Within the records that follow, count the lines containing the string "alone". Reply only with the count.

****************************************

PR #759, opened 2025-10-30
fix: dataset slug name sync

drewdrewthis:
Updating the dataset name was only updating the slug for the UI, not the actual slug in the database. This fixes that and improves UI/UX
Screenshot 2025-10-31 at 14 05 50
Screenshot 2025-10-31 at 14 05 33

PR #5910, opened 2026-07-18
refactor(group-queue): lease-based blob lifecycle replaces holder ref-counting

0xdeafcafe:
## What changed

- replace GroupQueue holder reference counts with renewable per-holder leases
- remove eager shared-blob deletion from completion, retry, and dedup paths
- keep Redis blobs bounded by lease and backstop TTLs
- route durable GroupQueue payloads to a deployment-owned bucket and prefix
- mint `temp-tier-3-offload/{tenantId}/{hash}` keys without consulting tenant BYOC storage
- use a queue-only S3 client and expose bucket, prefix, and endpoint through the Helm chart
- retain the existing object-store or local-file fallback when dedicated queue storage is disabled

The matching SaaS infrastructure is langwatch/langwatch-saas#758. Legacy orphan reconciliation is tracked in langwatch/langwatch-saas#759 and will be implemented in Go.

## Deployment Impact

- Env vars: adds optional `LANGWATCH_QUEUE_PAYLOAD_BUCKET`, `LANGWATCH_QUEUE_PAYLOAD_PREFIX`, and `LANGWATCH_QUEUE_PAYLOAD_S3_ENDPOINT`; `GROUP_QUEUE_ENVELOPE_WRITES_ENABLED` remains the GQ2 write gate.
- Helm: adds `app.queuePayloads.enabled`, `bucket`, `prefix`, and `endpoint`. A vanilla `helm install` keeps this disabled and emits none of the queue-storage env vars.
- BYOC: enabling dedicated queue storage bypasses tenant BYOC for temporary GroupQueue payloads; leaving it disabled preserves the existing object-store or local-file behavior.
- Compose: no compose-file change is required because it already loads `langwatch/.env`; `.env.example` documents the optional settings.

Configure the dedicated bucket settings before enabling envelope writes in SaaS.

## Validation

- focused GroupQueue and S3 driver unit tests: 24 passed
- application and test TypeScript checks
- Helm lint and enabled/disabled template renders

The repository Biome command is currently blocked by the checked-in 2.4.14 schema being incompatible with the installed 2.5.1 CLI; changed TypeScript files were formatted with the repository Prettier dependency.

## Summary by CodeRabbit

* **New Features**
  * Added renewable, per-holder leases for shared, content-addressed payloads.
  * Added optional durable-tier GroupQueue payload storage to a dedicated S3 bucket/prefix (`temp-tier-3-offload/...`).

* **Bug Fixes**
  * Improved lazy reclamation behavior to avoid eager deletion and tightened retry/transfer correctness.
  * Hardened envelope decoding to avoid trusting stored references across reads/renewals.

* **Documentation**
  * Updated ADRs and GroupQueue specs to describe lease-based lifecycle and durable-tier URI behavior.

* **Tests**
  * Migrated holder-focused coverage to lease-focused unit/integration suites and refreshed related assertions.


langwatch-agent (changes requested):
Reviewed with a focus on migration safety and the lease lifecycle. The Redis side of this is careful work and I think the rolling-deploy story holds. One thing I would want resolved before merge, because it is the one consequence that a rollback does not undo.

First, on CI: the red `test` check here is not yours. `sdk-python-ci` has failed on every branch for the last hour (11 consecutive runs across 7 branches), all on `tests/test_examples.py::test_example[examples/distributed_tracing.py]` with `RateLimitError: OpenAIException - You exceeded your current quota`. Raised separately.

### 1. S3-tier blobs now have no reclaim path at all, and this part is irreversible

Eager S3 reclaim is gone: `gqBlobReclaimS3FailuresTotal` is referenced 4 times in `envelopeBlobLifecycle.ts` on main and 0 times on this branch, leaving only the declaration at `metrics.ts:174`. `TieredBlobStore.delete` survives but its own doc now says GQ2 release and transfer never call it. Redis blobs are fine, `RedisJobBlobStore.put` always sets `EX`, so the 4-day backstop covers them including keys written before the deploy. S3 objects have no TTL.

The PR defers this to the deployment's bucket lifecycle policy. I checked, and I do not think that policy exists for these objects. In the saas infra, `aws_s3_bucket_lifecycle_configuration.langwatch_storage_lifecycle` on `langwatch-storage-{env}` has exactly three rules: `expire_langevals_staging` (prefix `langevals-staging/`, 1 day), `expire_dataset_staging` (prefix `staging/`, 1 day), and `cleanup_old_versions`, which is prefix-wide but only sets `noncurrent_version_expiration`, so it never expires a current object. Nothing expires current objects under the offloaded-payload prefix.

There is a second half that a lifecycle rule would not fix anyway: the S3 tier resolves per-project storage, so for BYOC projects these objects land in a tenant-owned bucket the deployment does not control. No rule we write covers those.

Why I would block on this specifically rather than file it as follow-up: it is the one part of this change that a rollback does not repair. Redis-side degradation is bounded and self-healing, but objects orphaned during the new-code window were released by code that no longer deletes, and reverting does not go back and collect them. If a policy or project-purge path does cover this and I have missed it, point me at it and I will withdraw this.

### 2. Redis blob memory takes an unbudgeted step change

Losing eager reclaim means a blob now lives up to 4 days from its last touch rather than roughly its job lifetime. Steady-state `{queue}:gq:blob:*` becomes about 4 days of offloaded payload volume. The history behind this area cites a leak of roughly 279k blobs and 1.9 GB as an incident; this change makes a comparable retained footprint the intended steady state. Not a correctness problem and I understand the tradeoff, but it is worth a capacity check against the Redis instance before rollout, because the failure mode is silent eviction pressure rather than a loud error.

### 3. `take()` does not slide the blob backstop, but `renew()` does

`TAKE_LUA` guards its blob `EXPIRE` behind `if #KEYS == 3` (`blobLeases.ts:27`), and `BlobLeases.take` passes 2 keys (`blobLeases.ts:125-132`) while `renew` passes 3 on the redis tier (`blobLeases.ts:150-152`). So a lease taken through `take()` gets a fresh 3-day deadline against a blob whose TTL is untouched. `transfer()` likewise never receives the blob key.

The stated invariant is that the 4-day backstop always outlives the 3-day lease with a day of margin. On the `takeLeaseOrThrow` fallback at `envelopeBlobLifecycle.ts:374`, which the code notes dominates during the GQ1 to GQ2 rollout window, that margin is whatever the blob had left rather than a full day. Is that intentional on the grounds that the blob was just written, or should `take()` pass the blob key the way `renew()` does?

### What I checked and found clean

Worth stating explicitly, since these were my main worries going in.

- **No `WRONGTYPE` risk.** The lease sorted set is a new key namespace (`{queue}:gq:blobleases:`), distinct from the legacy `blobholders` Set. New code only ever issues Set commands against the legacy key and ZSET commands against the new one.
- **The migration guard is correctly universal.** Old reclaim is gated on `SCARD == 0`, and `__gq2_lease_guard__` is co-written in the same eval by every lease-creating path: `TAKE_LUA`, `TRANSFER_LUA`, and Lua-side `gqTakeLease` behind STAGE, STAGE_BATCH, RESTAGE_AND_BLOCK and RETRY_RESTAGE. There is no interleaving where a lease exists without its guard, so an old pod cannot delete bytes a new lease protects.
- **Envelope format is wire-compatible both directions.** `header.h` is unchanged: same `randomUUID()`, same optionality, same gating condition. The rest is a TypeScript rename. Old-encoded envelopes decode under new code and vice versa.
- **The STAGE_LUA 3-tuple to 2-tuple return change is not a cross-version hazard**, since `CachedLuaScript` keys by script SHA so each version loads and parses its own script.
- **Rollback is safe on the Redis path.** Orphaned lease ZSETs are ignored and expire; the guard suppresses eager reclaim for at most 4 days after the last new-code touch, then old behavior resumes. Bounded and self-healing.

Happy to re-check once the S3 question is settled.

langwatch/src/server/event-sourcing/queues/groupQueue/envelopeBlobLifecycle.ts
```diff
@@ -159,73 +157,104 @@ export class EnvelopeBlobLifecycle {
...
+          err: redactStorageUrisInText(
+            err instanceof Error ? err.message : String(err),
+          ),
+        },
+        "Blob lease heartbeat renewal failed; relying on the blob backstop",
+      );
+    }
+  }
+
+  /**
```
langwatch-agent, line 224: **P1 - Do not remove durable blob reclamation without a real replacement.** This now treats the durable-store lifecycle/project purge as the reclaim path, but neither covers these queue blobs: `TieredBlobStore` writes directly to `s3://<bucket>/<projectId>/<hash>` and creates no `stored_objects` row, so `StoredObjectsService.deleteOwnedBy()` cannot see it; the deployed bucket lifecycle only expires `langevals-staging/` and `staging/`, not this root `<projectId>/` prefix. Consequently every completed or discarded S3-tier queue payload (which can contain customer trace data) becomes a permanent current object, and the same is true for BYOC/local-file destinations without their own external policy. The new tests explicitly lock in `objectStore.deleted === []`, so this will not be caught later. Please retain a safe last-live-lease delete path, or add and validate a queue-specific durable GC/lifecycle scheme (including storage-key namespacing, hosted and BYOC/local-file behavior) before removing the existing deletion.

langwatch/src/server/event-sourcing/queues/groupQueue/__tests__/groupQueue.decodeDrop.integration.test.ts
```diff
@@ -307,8 +312,8 @@ describe.skipIf(!hasTestcontainers)(
 
     describe("given a staged job whose referenced blob is genuinely gone", () => {
       describe("when a worker claims the group and the decode fails", () => {
-        /** @scenario a missing-blob drop releases the absent blob's holder */
-        it("releases the blob's holder", async () => {
+        /** @scenario a missing-blob drop releases the absent blob's lease */
```
langwatch-agent: **P2 - Repair the feature-parity contract before merging.** This renamed annotation does not name any scenario in `specs/event-sourcing/payload-store-blob-hardening.feature`, and the required `feature-parity` job is red on this exact line. Either bind it to the existing missing-S3 scenario or add the lease-retirement scenario that this test is asserting; the PR cannot be considered green while the changed test carries an unknown scenario annotation.

langwatch-agent (changes requested):
Request changes: the durable-tier cleanup contract is not backed by the deployed storage lifecycle, and the PR currently leaves a required feature-parity check red. Details inline.

langwatch/src/server/event-sourcing/queues/groupQueue/envelopeBlobLifecycle.ts
0xdeafcafe: Fixed in 30003fbff8 — and you were right that the gap was real, though the shape had shifted since this review.

`47e0b1148f` (10h after your review) added the dedicated queue bucket + `temp-tier-3-offload/` prefix + a non-BYOC client. But it only applied the prefix when `LANGWATCH_QUEUE_PAYLOAD_BUCKET` was set. Every other destination still fell through `resolveProjectStorageDestination` to `mintS3Uri` and wrote at `<projectId>/<hash>` — precisely the root prefix you flagged, on the shared bucket, on tenant BYOC, and (via `mintFileUri`) on local disk.

So the prefix is now a property of the payload rather than of the configuration:

| Destination | Key |
| --- | --- |
| Dedicated queue bucket | `s3://<queue-bucket>/<prefix><tenantId>/<hash>` |
| Shared deployment bucket | `s3://<bucket>/<prefix><tenantId>/<hash>` |
| Tenant BYOC bucket | `s3://<byoc-bucket>/<prefix><tenantId>/<hash>` |
| Local filesystem | `file://<root>/<prefix><tenantId>/<hash>` |

`mintGroupQueueStorageUri` throws rather than mint an unprefixed key — a destination without one would otherwise interpolate a literal `undefined…` object that no reader finds and no rule sweeps. That guard immediately caught six test doubles.

On your point that the tests lock in the leak: the `deleted === []` assertions stay (a last-live-lease delete still races a concurrent take), but the release test now also asserts the object is under the prefix, so "no eager delete" cannot silently become "retained forever". `groupQueueStorage.unit.test.ts` locks the invariant across all four destinations.

Two things I want to be explicit about rather than imply:

1. **Namespacing makes reclaim possible; it does not perform it.** The lifecycle rule still has to exist per deployment. `ARCHITECTURE.md` (Durable-tier retention) and `.env.example` now state that as an operator requirement, including that local-filesystem installs have no lifecycle engine at all and need a periodic sweep. If you would rather this PR not merge until the SaaS rule is actually applied to the prefix, say so — that is a deploy-ordering call, not a code one.
2. **Legacy objects.** Anything written before this sits at the root. A decode miss discards the job permanently (#5538) rather than retrying, so the read path falls back to the legacy location on a miss, removable one release from now. Covered by a test verified to fail without the fallback.

147 unit tests green; typecheck clean. Integration tests need testcontainers, so those I have not run.

langwatch/src/server/event-sourcing/queues/groupQueue/__tests__/groupQueue.gq2.integration.test.ts
```diff
@@ -171,6 +171,33 @@ describe.skipIf(!hasTestcontainers)("GroupQueueProcessor — GQ2 offload", () =>
...
+            groupId: TENANT_GROUP,
+            value: OFFLOADED_VALUE,
+          });
+        }
+
+        await vi.waitFor(async () => {
+          expect(await blobKeys(name)).toHaveLength(1);
+          const keys = await leaseKeys(name);
+          expect(keys).toHaveLength(1);
+          expect(await redis.zcard(keys[0]!)).toBe(3);
```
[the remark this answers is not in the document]
0xdeafcafe: Checked this one and the staging is not vacuous — `generateStagedJobId` composes `<id>/<jobType>/<jobName>`:

```ts
const baseId = (p.id as string) ?? crypto.randomUUID();
if (jobType && jobName) return `${baseId}/${jobType}/${jobName}`;
```

The three sends share `id: "same-payload"` but carry `__jobName: shared-payload-${i}`, so they are three distinct `stagedJobId`s — which is the fan-out the scenario is about: identical bytes, one blob, three leases. If they did collapse, `zcard(leaseKey)` and `zcard(group:jobs)` would read 1 and the test would fail rather than pass quietly, so the assertions are already load-bearing.

Added a comment at the send loop in 30003fbff8 so the next reader does not have to re-derive it.

0xdeafcafe:
this fallback is the bit that gets me.

when the bucket isn't set, `resolveGroupQueueStorageDestination` hands off to `resolveProjectStorageDestination(projectId)`, and tier 1 of that is the project's byoc bucket. so the one destination the infra doc says these must never touch is what you get by default when you forget to configure it. they then inherit customer retention instead of the 7 day expiry, so they just... stay. i'd bet quite some money that's how the payloads in #759 ended up where they did.

`createGroupQueueS3Client` pulls the same trick with `createS3Client(projectId)`, so it picks up byoc creds to match.

rather than patching the fallback i'd make the whole thing opt in. it's a specialist feature, it doesn't need to be on by default:

- flag off, the default: don't offload at all. the payload stays in the redis tier and backpressure earns its keep.
- flag on with a bucket: the dedicated bucket, as now.
- flag on without one: throw at boot. `_PREFIX` and `_S3_ENDPOINT` set with `_BUCKET` missing means someone was turning this on and fat-fingered the only one that matters, and right now that's a silent trip to the customer's bucket.

that way `resolveProjectStorageDestination` never enters the picture and byoc can't be reached by accident.

while we're here, `app.queuePayloads.enabled` doesn't say what it does. something like:

```yaml
app:
  queue:
    largePayloadOffload:
      enabled: false
      bucket: ""
      prefix: "temp-tier-3-offload/"
      endpoint: {}
```

keeping it under `app.` rather than `workers.` on purpose by the way. the block lives in sharedEnv and the app enqueues these as much as the workers do.

and then we just ned to gate the feature based on the `enabled` flag first, to be consistent pls!

0xdeafcafe:
Worked through the remaining review comments, including CodeRabbit's outside-diff findings that never became threads. Pushed as `346e3cd050`.

### Critical — cross-tenant blob read (CodeRabbit, `envelopeBlobLifecycle.ts` 131-152)

Confirmed and fixed. This was real and I would not have found it without the callout.

The decode guard keyed off `readEnvelopeLeaseFromHeader`, which returns null unless the header carries `h`:

```ts
if ((header.e === "redis" || header.e === "s3") && header.ref && typeof header.h === "string")
```

So an envelope with a valid tiered `ref` and **no** `h` produced no lease, skipped the guard entirely, and was still fetched by `decodeJobEnvelope` — which has no tenant check of its own. Omitting one field bypassed tenant isolation.

The guard now derives from the ref via a new `readEnvelopeTieredRefFromHeader`; the lease is used only for renewal, which is all it was ever the right key for. I also took the `!expected` half of your suggestion: a group with no tenant prefix is refused rather than waved through on an `undefined === undefined` match.

Covered by `envelopeBlobLifecycle.tenantGuard.unit.test.ts` — unit, not integration, because the guard refuses before touching any store, so it runs in CI's fast lane. Three of its four cases fail against the old lease-keyed check; the fourth (lease present) passed before and still does, which is the right shape for the regression.

### Major — atomic restaging lease transfer (CodeRabbit, `groupQueue.ts` 1102-1118)

Half fixed, half deferred, deliberately.

The concrete bug was the unchecked result: `retryRestage` returns `false` when the active key is stale and nothing was written, but the call site transferred regardless — taking a lease for a value no staged job references, and releasing the old one, dropping the live owner's protection. That is now guarded.

I did not fold the transfer into the staging Lua. That is the correct end state and I have noted it in the code, but it needs the blocked-restage path too and this PR is already large. The window it leaves is a crash between publication and transfer, which is survivable: the retry re-encodes to the same content hash, so the not-yet-released old lease keeps the blob alive until decode renews. Happy to do it here instead if you would rather not carry it.

### P2 — feature-parity (langwatch-agent)

Green. `pnpm check:feature-parity` reports `2517 enforced scenario(s) bound`, with `groupqueue-decode-drop-durability.feature` 12/12 and `payload-store-blob-hardening.feature` 6/6. The annotation was not orphaned so much as drifted — the spec still said "holder" after WP4 renamed holders to leases, so I moved the spec to lease vocabulary and matched the test to it.

### Already fixed on head (CodeRabbit, second review)

These three landed in `47e0b1148f`, after the review was written:

- **`groupQueue.ts` 305-306, nonexistent "take" seam** — comment now reads encode/decode/renew/release. Tidied one leftover: "acquires holder leases" to "acquires the leases".
- **`envelopeBlobLifecycle.ts` 314-316, contradictory transfer comment** — now reads "Skip the foreign replacement; the guarded release retires the old lease only when its tenant matches."
- **`envelopeBlobLifecycle.ts` 140-149 et al, unredacted tenant ids** — every `logger.warn` in the file uses `projectId: "[redacted]"`. The unredacted `projectId:` occurrences flagged (173, 204, 266, 399) are arguments to `blobLeases.renew/take/release`, not log fields.

### One correction to my earlier reply

I said typecheck was clean on the previous push. It was not — my grep was swallowing ANSI codes and I was passing the wrong tsconfig, so it silently matched nothing. Running it properly (`tsconfig.tsgo.json`) surfaced a real error my prefix change had introduced: `resolveStorageDestination` was typed `ProjectStorageDestination` and only compiled because `prefix` was optional. It is now typed `GroupQueueStorageDestination`, so a resolver that cannot name a lifecycle-managed prefix is a compile error rather than an unswept payload. Both typecheck projects are clean now, and 151 unit tests pass.

Integration tests still unrun — Docker is not up locally, so testcontainers cannot start. CI covers them.

langwatch/src/server/event-sourcing/queues/groupQueue/__tests__/groupQueue.decodeDrop.integration.test.ts
0xdeafcafe: Fixed in `30003fbff8` — and green now.

`pnpm check:feature-parity` reports `OK: 2517 enforced scenario(s) bound across 761 file(s)`, with both touched specs fully bound:

```
▸ specs/event-sourcing/groupqueue-decode-drop-durability.feature
  12/12 scenarios bound  ✓
▸ specs/event-sourcing/payload-store-blob-hardening.feature
  6/6 scenarios bound  ✓
```

On the diagnosis: the annotation was not pointing at nothing — `a missing-blob drop releases the absent blob's holder` did exist, in `groupqueue-decode-drop-durability.feature` rather than `payload-store-blob-hardening.feature`. What broke was vocabulary drift: WP4 renamed holders to leases everywhere in the code, the test name moved with it, and the spec did not. So I moved the spec to lease vocabulary (`blob lease is released`, and the scenario title) and matched the annotation, rather than binding a lease-retirement assertion to a holder-named scenario.

The two Track 7 scenarios added for the durable-retention fix are bound too, so the count went up rather than being worked around.

langwatch-agent:
Following up on finding 1, with a correction and something useful.

I said the lifecycle policy for these objects did not exist. That was accurate for the shared storage bucket, but incomplete: the infra half has since been built. Saas commit `8640362a` adds a dedicated `langwatch-{env}-group-queue` bucket in `infrastructure/s3-queue-payloads.tf`, with an expiration rule scoped twice over (dedicated bucket plus a `temp-tier-3-offload/` prefix) and versioning deliberately left off so expiration is a terminal delete rather than a delete marker. That is a better design than the prefix filter I was implicitly asking for, and it explicitly reasons about not being one code change away from matching customer datasets.

Two things that keep finding 1 open rather than closing it.

First, that commit states the bucket is inert until the corresponding public-repo change lands, and I can confirm this branch is not that change: neither `temp-tier-3-offload` nor any dedicated-bucket config appears anywhere under `langwatch/src` on `feat/blob-lease-lifecycle`, and the same is true on main. So at the moment this PR removes eager S3 reclaim, the objects still go to the old destination, where no rule expires them. The infra is ready and waiting for the app side, which makes the gap a wiring task rather than a design question.

Second, the BYOC point is confirmed by that commit's own reasoning rather than just my inference: it notes the resolver picks the tenant bucket first for BYOC projects, so these internal queue payloads are currently written into customer-owned buckets. A lifecycle rule on our dedicated bucket does not reach those, so the switch to the dedicated bucket is what actually resolves it, not the rule alone.

So the ask narrows: either land the destination switch alongside this change, or sequence this behind it. Happy to re-verify once they are paired.

langwatch/src/server/event-sourcing/queues/groupQueue/envelopeBlobLifecycle.ts
0xdeafcafe: Agreed, and the finding is broader than this PR: the reclaim removal is inherent to the lease design, not to the storage slice — `reclaimOrphanedS3` is gone and `TieredBlobStore.delete` has no production callers either way.

Split the work: the lease slice is now #5947 (the incident hotfix), and the dedicated-bucket storage work is held back rather than shipped half-finished. #5947 documents this as an explicit known gap rather than burying it — Redis-tier blobs still expire on the 4-day backstop so the incident path is safe, but durable-tier payloads need either a lifecycle rule on the `<projectId>/` prefix or a queue-specific sweeper before the S3 tier carries real volume.

Not claiming this closes your objection — it scopes it. Deliberately not reintroducing a last-live-lease delete, since that is precisely the race that caused the incident.

langwatch/src/server/event-sourcing/queues/groupQueue/__tests__/groupQueue.decodeDrop.integration.test.ts
0xdeafcafe: Fixed by the split. The renamed annotation and its scenario churn belonged to the storage slice, which is not in the incident hotfix (#5947). On that branch the group-queue suites are green: 15 unit files / 142 tests and 9 integration files / 239 tests, including the `no-retention-gc` AC16 guard that was red here.

#5947 also adds the end-to-end regression test this PR was missing — two siblings staged on one content-addressed hash, first released, survivor's blob asserted live. The two halves of the fix were each asserted alone before, so nothing pinned their composition, which is the actual bug.

langwatch/src/server/event-sourcing/queues/groupQueue/groupQueueStorage.ts
```diff
@@ -0,0 +1,180 @@
...
+export async function resolveGroupQueueStorageDestination(
+  projectId: string,
+): Promise<GroupQueueStorageDestination> {
+  const prefix = queuePayloadPrefix();
+  const bucket = queuePayloadBucket();
+  if (bucket) {
+    return { kind: "s3", bucket, prefix };
+  }
+  return { ...(await resolveProjectStorageDestination(projectId)), prefix };
+}
```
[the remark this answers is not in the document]
0xdeafcafe: Valid, and not fixed here — removed instead. `groupQueueStorage.ts` does not exist in the incident hotfix (#5947); the whole dedicated-bucket slice is held back. So the BYOC fallback you flagged ships nowhere for now.

When that work returns it should land with the bucket mandatory or startup failing closed, as you say — the current `z.string().optional()` with no cross-field refinement means a misconfigured install surfaces as per-job transient errors under load rather than at boot.

0xdeafcafe:
Split for the production incident. The lease slice is now **#5947** — same mechanism, minus the dedicated-bucket storage work that was generating this PR's blockers (the `TS2322` on `groupQueue.ts:323`, the red `no-retention-gc` AC16 guard, the file-tier lifecycle gap). None of those touch the `missing_blob` failure.

#5947 also adds the end-to-end regression test that was missing here, and is green: 15 unit files / 142 tests, 9 integration files / 239 tests.

The three review threads here are answered and resolved. Suggest this PR stays open for the storage half, rebased once #5947 lands — the durable-tier retention question raised in review is real and still needs an owner.

0xdeafcafe:
Superseded — this work was split into two focused PRs on `main`:

- **#5947** — the lease-based blob lifecycle (the actual fix for the prod `missing_blob` incident: per-holder leases so a sibling completing can't strip a co-staged blob).
- **#5948** — the post-completion cleanup guard (stacked on #5947).

The only part of this PR not carried into those two is the S3 storage-destination slice (`groupQueueStorage.ts` + chart/env changes), which carried its own unresolved durable-tier-reclaim question and isn't needed for the incident fix. It can return as its own follow-up. Closing to avoid a third overlapping group-queue branch on `main`. Branch left intact.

****************************************

*Exercise result*. 2